What we can say about $\lim_{n \to \infty} b_n$?

Question

Suppose for all $n \in \mathbb{N}$ $\lvert{a_n}\rvert \ge \lvert{b_n}\rvert$ and also $\lim_{n \to \infty} \lvert a_n \rvert = 0$ . What we can say about $\lim_{n \to \infty} b_n$ ? I think the answer is zero but I can't prove it using definition .

Answer 1

True, and you should be able to prove this via the sandwich (squeeze) theorem. I would use $\vert a_n \vert$ as one of your bounds, can you think of the other?

Answer 2

Suppose by contradiction that $b_n$ doesn’t tend to $0$ as $n \to \infty$.
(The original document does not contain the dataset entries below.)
PR #366, opened 2015-11-03
Properly handle negative serial numbers.

wxsBSD:
Negative serial numbers are stored in an ASN1_INTEGER using two's
complement. This meant that negative serials were not properly handled
prior to this commit.

To fix this always use i2c_ASN1_INTEGER() to convert a serial number to
it's "character" representation. You have to call i2c_ASN1_INTEGER()
twice. The first call needs to be with a NULL second argument, which
will return the number of bytes needed to store the serial, you can then
allocate a buffer and call i2c_ASN1_INTEGER() a second time to get the
properly formatted serial number.

In the interest of making the code easier to read I chose to do this
even for positive ASN1_INTEGER structures.

Negative serial numbers are against the RFC but they do exist. For
example 4bfe05f182aa273e113db6ed7dae4bb8.

### DIFF
--- a/libyara/modules/pe.c
+++ b/libyara/modules/pe.c
@@ -1182,6 +1182,7 @@ void pe_parse_certificates(
     {
       const char* sig_alg;
       char buffer[256];
+      int bytes;
 
       ASN1_INTEGER* serial;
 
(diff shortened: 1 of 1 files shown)


wxsBSD:
A good explanation of this is available here: https://github.com/openssl/openssl/blob/984d6c6052169bcae8010de33f7796e455536d61/crypto/asn1/a_int.c#L93

Issue #1183, opened 2026-08-11
The website code highlighter is presently borked


EmWue:
The code examples on the website are presently just littered with stray `<span class="operator">`s, seemingly causes by the opening `<` (note the different highlighting color on this character) being for some reason double-replaced. It only seems to happen when the class assigned is `operator`, but i haven't looked through every code example to check (I think none of the code examples contain comments, perhaps worth checking if they are affected too).

I would wager the culprit is somewhere in or near the `// (heavy quote) lexing (heavy quote)` section of the `codeToHtml` function in `codeUtils.js`, or alternatively some change made to the `codeKeywords.js` file that had unintended consequences, but I didn't spot any obvious mistakes.

Steps to reproduce:
- Look at any of the code examples on [the deduce website](https://jsiek.github.io/deduce/)
- Perceive the borked unreadability of them

EmWue:
I did some debugging, and while I still don't fully understand the problem (as in, no idea why it doesn't trigger in even more places), the problematic step seems to be applying the keywords regex `kre`. And upon some inspection.... `keywords` in the `codeKeywords.js` files contains the following regex fragment:
`[\-\+∸*%=≠<>≤≥&∘∪∩⊆∈⨄⊝\\^≲≈]`
Note that this has some overlap with what is defined in `operators` (probably need to be fixed, but not the root cause here), but it also neglects to escape certain symbols as their HTML character entity equivalents.
Simply yeeting `<` and `>` from keywords appears to provide a temporary fix, but it's more of a hack than a real solution.

PR #1184, opened 2026-08-13
Unbork the website by changing how the js regexes are autogenerated

EmWue:
A previous commit removed the rewriting of certain characters into HTML entities inside regex character classes, since those do not understand HTML entities, fixing some syntax highlighting issues.

Regrettably, not rewriting characters inside character classes in turn causes issue #1183, and the fix is to rewrite the character classes by first removing the offending characters from the class, and then adding the corresponding HTML entity as an alternative at the end of the class.


jsiek:
Thank you!

PR #982, opened 2020-04-13
Fix regression in loading bundle from claim

### LINKED ISSUE #981: Working directly from the instance name is broken
## Describe the bug
After installing a bundle using a tag or file, when I then try to manage it using just the instance name, I get errors.

## To Reproduce
1. `porter create`
2. Edit the porter.yaml to publish to your repository.
3. `porter publish`
4. `porter install HELLO --tag YOURNAME/porter-hello:v0.1.0`
5. `porter upgrade HELLO`

The final step fails because it can't find the bundle for HELLO.

## Expected behavior
The `porter upgrade` to succeed like it used to.

## Porter Version
This is a regression in `porter v0.26.0-beta.1 (b15c4109)`

carolynvs:
# What does this change
v0.26.0-beta.1 (specifically #976) caused a regression where an error aborted actions that relied on the bundle instance name to identity and retrieve the bundle.

* Some porter bundles will have a stamp, but not an embedded manifest. Gracefully handle this when caching the bundle, and return hard errors when people try to read the manifest out of the cache.
* Previously we were accidentally ignoring errors when bundle load failed in the dependencies code. This helped cover up not handling when the bundle was supplied through just an instance name. In the latest release, I fixed the lack of error handling but didn't catch that the
code wasn't loading bundles from the claim name too (just from the file or tag). This adds in logic to also load the bundle from an instance name.

# What issue does it fix
Closes #981 

# Notes for the reviewer
There were two bugs in one with this, both had to be fixed for all bundles (those made by porter post v0.26.0-beta1, those made by porter earlier, and non-porter bundles) to load properly.

# Checklist
- [x] Unit Tests
- [ ] Documentation - not impacted
- [ ] Schema (porter.yaml) - not impacted

### DIFF
--- a/pkg/porter/dependencies.go
+++ b/pkg/porter/dependencies.go
@@ -116,19 +116,29 @@ func (e *dependencyExecutioner) ApplyDependencyMappings(args *cnabprovider.Actio
 func (e *dependencyExecutioner) identifyDependencies() error {
 	// Load parent CNAB bundle definition
 	var bun *bundle.Bundle
-	if e.parentOpts.Tag != "" {
+	if e.parentOpts.CNABFile != "" {
+		bundle, err := e.CNAB.LoadBundle(e.parentOpts.CNABFile)
+		if err != nil {
+			return err
+		}
+		bun = bundle
+	} else if e.parentOpts.Tag != "" {
 		cachedBundle, err := e.Resolver.Resolve(e.parentOpts.BundlePullOptions)
 		if err != nil {
 			return errors.Wrapf(err, "could not resolve bundle")
 		}
 
 		bun = &cachedBundle.Bundle
-	} else {
-		bundle, err := e.CNAB.LoadBundle(e.parentOpts.CNABFile)
+	} else if e.parentOpts.Name != "" {
+		c, err := e.Claims.Read(e.parentOpts.Name)
 		if err != nil {
 			return err
 		}
-		bun = bundle
+
+		bun = c.Bundle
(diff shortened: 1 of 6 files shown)


pkg/porter/dependencies.go
```diff
@@ -116,19 +116,29 @@ func (e *dependencyExecutioner) ApplyDependencyMappings(args *cnabprovider.Actio
...
+		c, err := e.Claims.Read(e.parentOpts.Name)
 		if err != nil {
 			return err
 		}
-		bun = bundle
+
+		bun = c.Bundle
+	} else {
+		// If we hit here, there is a bug somewhere
+		return errors.New("identifyDependencies failed to load the bundle because no bundle was specified. Please report this bug to https://github.com/deislabs/porter/issues/new/choose")
```
adamreese, line 141: if this condition only occurs if there is a bug, should it `panic()`

carolynvs: I think an error is fine in this case. The panic would give a stack trace but in this case the stack trace would not reveal anything, it's the same everytime. The real culprit would in in those pesky functions called at the beginning of InstallBundle, UpdateBundle, UninstallBundle where we initialize values on the Options struct, or allowed an invalid request to make it this far.

carolynvs:
Merged with my magic admin privileges because the intrepid vdice is on vacation to give the magic green checkmark. Thanks @adamreese for the review! 🙇‍♀️

PR #989, opened 2020-04-15
fix(query.go): actually propogate mixin runErr

vdice:
# What does this change
* updates logic in `query.go` to return mixin errors

It appears we hadn't actually been returning mixin errors if they occurred during mixin build invocations (e.g. when assembling the mixin section of the invocation image Dockerfile).  This makes sure we capture such errors and halt the bundle build appropriately.

# What issue does it fix
N/A
# Notes for the reviewer
Note the changes in order to cover under test.  Open to suggestions on a different way.

# Checklist
- [x] Unit Tests
- [x] Documentation - not impacted

### DIFF
--- a/pkg/mixin/query/query.go
+++ b/pkg/mixin/query/query.go
@@ -110,20 +110,21 @@ func (q *MixinQuery) Execute(cmd string, inputGenerator MixinInputGenerator) (ma
 		if response.runErr == nil {
 			results[response.mixinName] = response.output
 		} else {
-			runErr = multierror.Append(runErr, response.runErr)
+			runErr = multierror.Append(runErr,
+				errors.Wrapf(response.runErr, "error encountered from mixin %q", response.mixinName))
 		}
 	}
 
 	if runErr != nil {
 		if q.RequireAllMixinResponses {
-			return nil, err
+			return nil, runErr
 		}
 
 		// This is a debug because we expect not all mixins to implement some
 		// optional commands, like lint and don't want to print their error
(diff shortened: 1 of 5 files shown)


pkg/mixin/query/query.go
```diff
@@ -110,20 +110,21 @@ func (q *MixinQuery) Execute(cmd string, inputGenerator MixinInputGenerator) (ma
...
-			runErr = multierror.Append(runErr, response.runErr)
+			runErr = multierror.Append(runErr,
+				errors.Wrapf(response.runErr, "error encountered from mixin %q", response.mixinName))
 		}
 	}
 
 	if runErr != nil {
 		if q.RequireAllMixinResponses {
-			return nil, err
+			return nil, runErr
```
carolynvs, line 120: 🤦‍♀️

pkg/mixin/query/query.go
```diff
@@ -110,20 +110,21 @@ func (q *MixinQuery) Execute(cmd string, inputGenerator MixinInputGenerator) (ma
 		if response.runErr == nil {
 			results[response.mixinName] = response.output
 		} else {
-			runErr = multierror.Append(runErr, response.runErr)
+			runErr = multierror.Append(runErr,
```
carolynvs, line 113: 👍 Nice catch, this really needed to be wrapped.

vdice:
Looking into the CI failure (cli-test)...

vdice:
Unable to reproduce cli test error locally or via CI re-run 🤔 ... Blame Catalina?

PR #994, opened 2020-04-16
ref(parameters.go): remove zero value/default param logic

vdice:
# What does this change
* Removes custom logic to supply a zero/empty or default value for parameters when they don't apply to a given action.  This had been added to appease cnab-go validation.  However, said validation is proposed to be changed in https://github.com/cnabio/cnab-go/pull/204.

Depends on https://github.com/cnabio/cnab-go/pull/204

TODO:
 - [x] remove override in go.mod

# What issue does it fix
Unintended behavior may result from populating parameters with zero/empty values even if not applicable to a given action.

# Notes for the reviewer
One of the subtle effects of the previous behavior is parameter persistence.  Since zero or default values (the default may originate from a previous claim value) are no longer being provided for parameters that don't apply to a particular action, these values will no longer 'persist' across actions.  

For example, if a value of 'foo' was provided for parameter A during install, but upgrade is run and parameter A does not apply, steps executed during upgrade may not access A's parameter value (it will be `nil`).  If a future action is run, which parameter A _does_ apply to, and a value is not provided for parameter A, parameter A's default will be used (as declared in the bundle) _or_, if no default is provided, the action will fail, returning an error along the lines of "parameter A is required but no value is provided".

# Checklist
- [x] Unit Tests
- [x] Documentation - n/a
- [x] Schema (porter.yaml) - n/a

### DIFF
--- a/go.sum
+++ b/go.sum
@@ -108,6 +108,8 @@ github.com/cnabio/cnab-go v0.9.0-beta1/go.mod h1:5c4uOP6ZppR4nUGtCMAElscRiYEUi44
 github.com/cnabio/cnab-go v0.10.0-beta1/go.mod h1:5c4uOP6ZppR4nUGtCMAElscRiYEUi44vNQwtSAvISXk=
 github.com/cnabio/cnab-go v0.10.1-beta1 h1:ZxeHSuasovGuL2LmyKR8WH/jGy+RbDun9kS482kRO30=
 github.com/cnabio/cnab-go v0.10.1-beta1/go.mod h1:5c4uOP6ZppR4nUGtCMAElscRiYEUi44vNQwtSAvISXk=
+github.com/cnabio/cnab-go v0.11.0-beta1 h1:S8M3sHzVC6kKcPBKDx/o1WdEUKsoWFGodPl8xp8RKHY=
+github.com/cnabio/cnab-go v0.11.0-beta1/go.mod h1:5c4uOP6ZppR4nUGtCMAElscRiYEUi44vNQwtSAvISXk=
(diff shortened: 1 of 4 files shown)


go.sum
```diff
@@ -672,6 +674,7 @@ gopkg.in/yaml.v2 v2.2.1/go.mod h1:hI93XBmqTisBFMUTm0b8Fm+jr3Dg1NNxqwp+5A1VGuI=
 gopkg.in/yaml.v2 v2.2.2/go.mod h1:hI93XBmqTisBFMUTm0b8Fm+jr3Dg1NNxqwp+5A1VGuI=
 gopkg.in/yaml.v2 v2.2.4 h1:/eiJrUcujPVeJ3xlSWaiNi3uSVmDGBK1pDHUHAnao1I=
 gopkg.in/yaml.v2 v2.2.4/go.mod h1:hI93XBmqTisBFMUTm0b8Fm+jr3Dg1NNxqwp+5A1VGuI=
+gotest.tools v2.2.0+incompatible h1:VsBPFP1AI068pPrMxtb/S8Zkgf9xEmTLJjfM+P5UIEo=
```
carolynvs, line 677: I would like the record to show that I dislike go mods because of stuff like this. I think we need to start using `go mods tidy` to get stuff like this that isn't in our code, out of this sum file... I'll create a follow-up issue.

vdice: Oh good eye; didn't think to check.  Indeed, if we can auto-tidy, that would be great.

carolynvs:
The cnab-go PR has merged. Do you want to tag a new version, and then we can reference it here and merge this PR too?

It means that there is an $\epsilon > 0$ such that :

$$\exists (a_i)_{i \in \mathbb{N}}, a_i < a_{i +1}, \forall i, \mid b_{a_i}\mid >\epsilon$$

But since $a_n \to 0$, we can find an $N$ such that :

$$\forall n > N, \mid a_n\mid < \epsilon$$

And since : $\forall n, \mid a_n \mid \leq \mid b_n \mid$, then in particular we have :

$$\forall n > N, \epsilon >\mid a_n \mid \geq \mid b_n \mid$$

Hence it contradicts the existence of the sequence $(a_i)_{ i \in \mathbb{N}}$, so $b_n \to 0$.

Answer 3

One way is the next: since $|a_n| - |b_n| \geq 0$ for all $n = 1 , 2 , \ldots$, then $\lim_{n \to \infty} (|a_n| - |b_n|) \geq 0$. Using the basic properties about limits and the fact $\lim_{n \to \infty} |a_n| = 0$, the last inequality is equivalent to $- \lim_{n \to \infty} |b_n| \geq 0$. It implies automatically that $\lim_{n \to \infty} b_n = 0$.